PR #1598, opened 2026-01-23
chore: return back golangci-lint

alexandear:
This PR re-enables linting via [golangci-lint](https://golangci-lint.run/), which was mistakenly replaced with staticcheck in #1084. Golangci-lint has never been deprecated.

Golangci-lint already includes [staticcheck](https://golangci-lint.run/docs/linters/configuration/#staticcheck) rules, so nothing is broken. In the future, we can also enable [other linters](https://golangci-lint.run/docs/linters/configuration/).

### DIFF
--- a/rules/internal/utils/casing.go
+++ b/rules/internal/utils/casing.go
@@ -36,8 +36,7 @@ func toCamelCase(s string, makeNextUpper bool, makeNextLower bool) string {
 			asLower = append(asLower, r)
 		} else if isUpper(r) {
 			if makeNextLower {
-				r = r | ' '           // make lowercase
-				makeNextLower = false //nolint:ineffassign
+				r = r | ' ' // make lowercase
 			}
 			asLower = append(asLower, r)
 		} else if isNumber(r) {


lint/rule.go
```diff
@@ -312,7 +312,7 @@ type DescriptorRule struct {
 	// is applicable.
 	OnlyIf func(protoreflect.Descriptor) bool
 
-	//lint:ignore U1000 ignored via golint previously
+	//nolint:unused // field is required to prevent positional parameters
```
noahdietz, line 315: Do we need the intervening `//` ?
```suggestion
	//nolint:unused field is required to prevent positional parameters
```

alexandear: @noahdietz Yes, we do.

`nolintlint.require-explanation` requires that `//`. See tests for the `nolintlint` linter: https://github.com/golangci/golangci-lint/blob/2ed365c7944938b15a969dd36be9637b6c9c0d9e/pkg/golinters/nolintlint/internal/nolintlint_test.go#L52

noahdietz: Great, thank you!

PR #1621, opened 2026-04-09
fix: interpret span correctly for github format

### LINKED ISSUE #1071: GitHub Action output format generates incorrect line numbers

SoMuchForSubtlety:
The old location logic had two bugs
- keeping locations zero-indexed
- interpreting end column as end line in case of span size 3

~I decided to reuse the existing correct implementation from the lint package. I can re-implement it if you would prefer not to expose this API.~

I also fixed newlines, github does not support `\n`, but at least partially supports `%0A`, see https://github.com/actions/toolkit/issues/193

Closes #1071

### DIFF
--- a/cmd/api-linter/github_actions.go
+++ b/cmd/api-linter/github_actions.go
@@ -20,6 +20,7 @@ import (
 	"strings"
 
 	"github.com/googleapis/api-linter/v2/lint"
+	dpb "google.golang.org/protobuf/types/descriptorpb"
 )
 
 // formatGitHubActionOutput returns lint errors in GitHub actions format.
@@ -34,8 +35,8 @@ func formatGitHubActionOutput(responses []lint.Response) []byte {
 			fmt.Fprintf(&buf, "::error file=%s", response.FilePath)
 
 			if problem.Location != nil {
-				loc := lint.FileLocationFromPBLocation(problem.Location, nil)
-				fmt.Fprintf(&buf, ",line=%d,endLine=%d,col=%d,endColumn=%d", loc.Start.Line, loc.End.Line, loc.Start.Column, loc.End.Column)
+				start, end := fileLocationFromPBLocation(problem.Location)
+				fmt.Fprintf(&buf, ",line=%d,endLine=%d,col=%d,endColumn=%d", start.Line, end.Line, start.Column, end.Column)
 			}
 
 			// GitHub uses :: as control characters (which are also used to delimit
@@ -53,4 +54,30 @@ func formatGitHubActionOutput(responses []lint.Response) []byte {
 	}
 
 	return buf.Bytes()
+}
+
+type position struct {
+	Line   int
+	Column int
+}
+
+// Implementation copied from lint/problem.go
+func fileLocationFromPBLocation(l *dpb.SourceCodeInfo_Location) (start, end position) {
+	start = position{
+		Line:   int(l.Span[0]) + 1,
+		Column: int(l.Span[1]) + 1,
+	}
+
+	if len(l.Span) == 4 {
+		end = position{
+			Line:   int(l.Span[2]) + 1,
+			Column: int(l.Span[3]),
+		}
+	} else {
+		end = position{
+			Line:   int(l.Span[0]) + 1,
+			Column: int(l.Span[2]),
+		}
+	}
+	return start, end
 }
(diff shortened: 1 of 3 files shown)


quirogas:
Hey @SoMuchForSubtlety, thank you so much for submitting this PR. We definitely do not want to expose this API, so I think a small re-implementation would be appropriate. Additionally, if you don't mind, could you also reference https://github.com/googleapis/api-linter/issues/1071 to determine if this change addresses that issue?

SoMuchForSubtlety:
@quirogas any chance of getting another review?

» **WORK ITEM**
Write the data above out again in full, exactly.

» **WRITTEN REPLY**
PR #1598, opened 2026-01-23
chore: return back golangci-lint

alexandear:
This PR re-enables linting via [golangci-lint](https://golangci-lint.run/), which was mistakenly replaced with staticcheck in #1084. Golangci-lint has never been deprecated.

Golangci-lint already includes [staticcheck](https://golangci-lint.run/docs/linters/configuration/#staticcheck) rules, so nothing is broken. In the future, we can also enable [other linters](https://golangci-lint.run/docs/linters/configuration/).

### DIFF
--- a/rules/internal/utils/casing.go
+++ b/rules/internal/utils/casing.go
@@ -36,8 +36,7 @@ func toCamelCase(s string, makeNextUpper bool, makeNextLower bool) string {
 			asLower = append(asLower, r)
 		} else if isUpper(r) {
 			if makeNextLower {
-				r = r | ' '           // make lowercase
-				makeNextLower = false //nolint:ineffassign
+				r = r | ' ' // make lowercase
 			}
 			asLower = append(asLower, r)
 		} else if isNumber(r) {


lint/rule.go
```diff
@@ -312,7 +312,7 @@ type DescriptorRule struct {
 	// is applicable.
 	OnlyIf func(protoreflect.Descriptor) bool
 
-	//lint:ignore U1000 ignored via golint previously
+	//nolint:unused // field is required to prevent positional parameters
```
noahdietz, line 315: Do we need the intervening `//` ?
```suggestion
	//nolint:unused field is required to prevent positional parameters
```

alexandear: @noahdietz Yes, we do.

`nolintlint.require-explanation` requires that `//`. See tests for the `nolintlint` linter: https://github.com/golangci/golangci-lint/blob/2ed365c7944938b15a969dd36be9637b6c9c0d9e/pkg/golinters/nolintlint/internal/nolintlint_test.go#L52

noahdietz: Great, thank you!

PR #1621, opened 2026-04-09
fix: interpret span correctly for github format

### LINKED ISSUE #1071: GitHub Action output format generates incorrect line numbers

SoMuchForSubtlety:
The old location logic had two bugs
- keeping locations zero-indexed
- interpreting end column as end line in case of span size 3

~I decided to reuse the existing correct implementation from the lint package. I can re-implement it if you would prefer not to expose this API.~

I also fixed newlines, github does not support `\n`, but at least partially supports `%0A`, see https://github.com/actions/toolkit/issues/193

Closes #1071

### DIFF
--- a/cmd/api-linter/github_actions.go
+++ b/cmd/api-linter/github_actions.go
@@ -20,6 +20,7 @@ import (
 	"strings"
 
 	"github.com/googleapis/api-linter/v2/lint"
+	dpb "google.golang.org/protobuf/types/descriptorpb"
 )
 
 // formatGitHubActionOutput returns lint errors in GitHub actions format.
@@ -34,8 +35,8 @@ func formatGitHubActionOutput(responses []lint.Response) []byte {
 			fmt.Fprintf(&buf, "::error file=%s", response.FilePath)
 
 			if problem.Location != nil {
-				loc := lint.FileLocationFromPBLocation(problem.Location, nil)
-				fmt.Fprintf(&buf, ",line=%d,endLine=%d,col=%d,endColumn=%d", loc.Start.Line, loc.End.Line, loc.Start.Column, loc.End.Column)
+				start, end := fileLocationFromPBLocation(problem.Location)
+				fmt.Fprintf(&buf, ",line=%d,endLine=%d,col=%d,endColumn=%d", start.Line, end.Line, start.Column, end.Column)
 			}
 
 			// GitHub uses :: as control characters (which are also used to delimit
@@ -53,4 +54,30 @@ func formatGitHubActionOutput(responses []lint.Response) []byte {
 	}
 
 	return buf.Bytes()
+}
+
+type position struct {
+	Line   int
+	Column int
+}
+
+// Implementation copied from lint/problem.go
+func fileLocationFromPBLocation(l *dpb.SourceCodeInfo_Location) (start, end position) {
+	start = position{
+		Line:   int(l.Span[0]) + 1,
+		Column: int(l.Span[1]) + 1,
+	}
+
+	if len(l.Span) == 4 {
+		end = position{
+			Line:   int(l.Span[2]) + 1,
+			Column: int(l.Span[3]),
+		}
+	} else {
+		end = position{
+			Line:   int(l.Span[0]) + 1,
+			Column: int(l.Span[2]),
+		}
+	}
+	return start, end
 }
(diff shortened: 1 of 3 files shown)


quirogas:
Hey @SoMuchForSubtlety, thank you so much for submitting this PR. We definitely do not want to expose this API, so I think a small re-implementation would be appropriate. Additionally, if you don't mind, could you also reference https://github.com/googleapis/api-linter/issues/1071 to determine if this change addresses that issue?

SoMuchForSubtlety:
@quirogas any chance of getting another review?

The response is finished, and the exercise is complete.